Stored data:

* * * * * * * * *

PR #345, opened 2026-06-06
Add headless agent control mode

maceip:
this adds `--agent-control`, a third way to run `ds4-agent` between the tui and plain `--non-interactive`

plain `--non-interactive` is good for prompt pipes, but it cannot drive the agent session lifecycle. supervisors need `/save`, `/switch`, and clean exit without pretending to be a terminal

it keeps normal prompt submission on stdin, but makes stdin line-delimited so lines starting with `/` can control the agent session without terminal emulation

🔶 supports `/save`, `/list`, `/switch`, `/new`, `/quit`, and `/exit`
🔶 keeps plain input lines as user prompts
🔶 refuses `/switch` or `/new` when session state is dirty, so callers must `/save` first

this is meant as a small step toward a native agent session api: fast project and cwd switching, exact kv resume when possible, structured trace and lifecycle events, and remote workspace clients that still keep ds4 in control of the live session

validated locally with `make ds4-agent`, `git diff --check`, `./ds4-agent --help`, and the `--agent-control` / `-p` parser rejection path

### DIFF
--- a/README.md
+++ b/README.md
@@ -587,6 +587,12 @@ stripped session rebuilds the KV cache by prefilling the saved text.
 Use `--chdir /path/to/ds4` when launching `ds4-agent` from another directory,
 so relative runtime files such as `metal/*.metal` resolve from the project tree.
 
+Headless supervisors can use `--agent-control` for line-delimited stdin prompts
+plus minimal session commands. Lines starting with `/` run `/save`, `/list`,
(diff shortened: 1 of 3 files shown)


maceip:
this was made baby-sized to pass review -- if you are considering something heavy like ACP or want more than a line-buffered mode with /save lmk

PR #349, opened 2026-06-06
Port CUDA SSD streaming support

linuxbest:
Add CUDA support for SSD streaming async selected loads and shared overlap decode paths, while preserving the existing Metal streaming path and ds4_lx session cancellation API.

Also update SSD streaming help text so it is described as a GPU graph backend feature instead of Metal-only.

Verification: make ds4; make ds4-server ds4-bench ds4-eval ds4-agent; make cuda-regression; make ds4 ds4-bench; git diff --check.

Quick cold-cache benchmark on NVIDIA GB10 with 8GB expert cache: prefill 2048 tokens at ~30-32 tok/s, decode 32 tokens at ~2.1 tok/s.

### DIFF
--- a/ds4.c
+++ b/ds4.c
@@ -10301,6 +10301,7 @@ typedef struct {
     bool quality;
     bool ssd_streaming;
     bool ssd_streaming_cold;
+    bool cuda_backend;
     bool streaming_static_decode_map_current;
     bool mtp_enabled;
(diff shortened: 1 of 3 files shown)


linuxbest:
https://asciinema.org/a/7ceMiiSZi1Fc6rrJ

* * * * * * * * *

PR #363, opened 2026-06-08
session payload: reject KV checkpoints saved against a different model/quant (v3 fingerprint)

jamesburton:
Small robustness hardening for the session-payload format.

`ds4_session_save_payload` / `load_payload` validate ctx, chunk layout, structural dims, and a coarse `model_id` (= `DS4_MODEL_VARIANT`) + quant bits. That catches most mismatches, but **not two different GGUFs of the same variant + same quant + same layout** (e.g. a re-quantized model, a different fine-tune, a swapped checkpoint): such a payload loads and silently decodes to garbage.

* * * * * * * * *

» **Task directions**
Which of the lines above carry the string "lifecycle"? Copy every one.

» **Your response**
plain `--non-interactive` is good for prompt pipes, but it cannot drive the agent session lifecycle. supervisors need `/save`, `/switch`, and clean exit without pretending to be a terminal
this is meant as a small step toward a native agent session api: fast project and cwd switching, exact kv resume when possible, structured trace and lifecycle events, and remote workspace clients that still keep ds4 in control of the live session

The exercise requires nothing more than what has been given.